DATA PROVIDED
------------------------------------------------------------

Issue #2666, opened 2024-03-21
e2e: Reimplement latency emulation Python script in Go


hvanz:
### Summary
The latency emulation script is executed on each node on which we want to emulate latency on outgoing messages. It does so by setting traffic control with the `tc` command. The current implementation in Python was adapted from an existing Python script. 

### Problem
The problems with this approach are that we need to copy the Python file to each node to be executed and that Python needs to be installed. This last point also prevents the use of this script in the `Dockerfile.fast` image, which is a very slim that only runs a go binary.

### Proposal
The solution is to reimplement the script in go as part of the e2e framework.

PR #4408, opened 2024-11-01
refactor(e2e): Replace latency emulation Python script by generating a shell script in e2e's setup

hvanz:
Solves #2666 

Currently latency emulation is set up on each e2e node by running a Python script that requires two csv files, one with information about all the nodes' IP addresses and another with latency values between different data-center zones.

This PR generates, for each node in the testnet, a single shell script with the same `tc` (traffic control) commands as the Python scripts. The shell script is then called on the entry point of the Docker image.

To reviewers: follow the commits.

---

#### PR checklist

- [ ] Tests written/updated


melekes (approved):
👍

test/e2e/runner/setup.go
```diff
@@ -500,3 +516,78 @@ func UpdateConfigStateSync(node *e2e.Node, height int64, hash []byte) error {
 	bz = regexp.MustCompile(`(?m)^trust_hash =.*`).ReplaceAll(bz, []byte(fmt.Sprintf(`trust_hash = "%X"`, hash)))
 	return os.WriteFile(cfgPath, bz, 0o644) //nolint:gosec
 }
+
+// tcCommands generates a list of tc (traffic control) commands to emulate
```
cason, line 520: So this guy creates the `emulate-latency.sh` script?

test/e2e/docker/entrypoint
cason, line 1: Shouldn't we change this on other entrypoints? E.g., the `builtin` one?

test/e2e/runner/setup.go
cason: Do you mind moving this function to a different file, like `latency.go` or `latency_emulation.go`?

cason (approved):
Thank for that, very helpful removing `python` requirement and script from the image :)

test/e2e/runner/setup.go
hvanz: `tcCommands` generates the content of `emulate-latency.sh`. I moved this function to to a new file `latency_emulation.go`.

PR #4420, opened 2024-11-04
docs(metrics): Fix typo

gibson042:
See https://docs.cometbft.com/v0.38/core/metrics :
> Listen address can be changed in the config file (see `instrumentation.prometheus\_listen\_addr`).


melekes (approved):
Thanks @gibson042 ❤️

PR #4427, opened 2024-11-04
fix: modify changelog entry to reflect the right message for PR #4377

andynog:
just updating a changelog entry for PR #4377 to reflect the real change, it was not the backoff seconds that was adjusted in the end so better message needed in changelog entry.

Fixing only in `main` since it will be fixed on the back ports individually.


melekes (approved):

cason (approved):
+1

PR #4429, opened 2024-11-04
test(e2e): always output manifest

andynog:
This PR changes the logic in `run-multiple` to always output the manifest content, not only when it fails. 

This will be helpful to troubleshoot errors where the infrastructure might be the root cause of the error (test is killed by CI because it was using too many resources).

------------------------------------------------------------

ACTION ITEM
Output the first line of the entries above and every line after it, exactly as written, ending with the line that contains "Solves #2666".

YOUR RESPONSE
Issue #2666, opened 2024-03-21
e2e: Reimplement latency emulation Python script in Go


hvanz:
### Summary
The latency emulation script is executed on each node on which we want to emulate latency on outgoing messages. It does so by setting traffic control with the `tc` command. The current implementation in Python was adapted from an existing Python script. 

### Problem
The problems with this approach are that we need to copy the Python file to each node to be executed and that Python needs to be installed. This last point also prevents the use of this script in the `Dockerfile.fast` image, which is a very slim that only runs a go binary.

### Proposal
The solution is to reimplement the script in go as part of the e2e framework.

PR #4408, opened 2024-11-01
refactor(e2e): Replace latency emulation Python script by generating a shell script in e2e's setup

hvanz:
Solves #2666 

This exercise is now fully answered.